Self-supervised learning is the strategy that, among others, „runs“ Sora – a text-to-video model developed recently by OpenAI [57]. Mentioned further in this paper, Sora is designed to understand and simulate the physical world in motion, to solve problems that require real-world interaction – similar to how poiétic architectural concept designs come into existence. As promised, this paper will further delve into the idea of architectural robots elaborating designs of production architecture (the term coined in section (4)) making use and benefits of imitation-based, self-learning, and other novel machine learning strategies.

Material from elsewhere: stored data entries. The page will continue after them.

PR #181, opened 2015-01-08
Use shorter environment directory names

mdboom:
This is a possible fix for #169 and an alternative to #176.

It uses an md5 hexdigest for the directory name, and then puts information about the environment in a file `asv-env-info.json` within the environment directory (though this isn't currently used for anything).


rhattersley:
Nicely ironic branch name you chose :wink:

Finally yet importantly, heading to AI understanding and predicting others’ actions like humans do, the machine theory of mind (ToM) asserts an intriguing concept inspired by how humans understand each other based on past behavior. Analogically, the machine observes how agents (or people or robots) behave. Using meta-learning (learning how to learn), the machine builds models of the agents and predicts, how agents might act in the future, even in unprecedented situations. Such a strategy performs better interaction with humans, advances multi-agent AI where multiple AIs collaborate or compete, and makes AI more interpretable, transparent, and safe [58].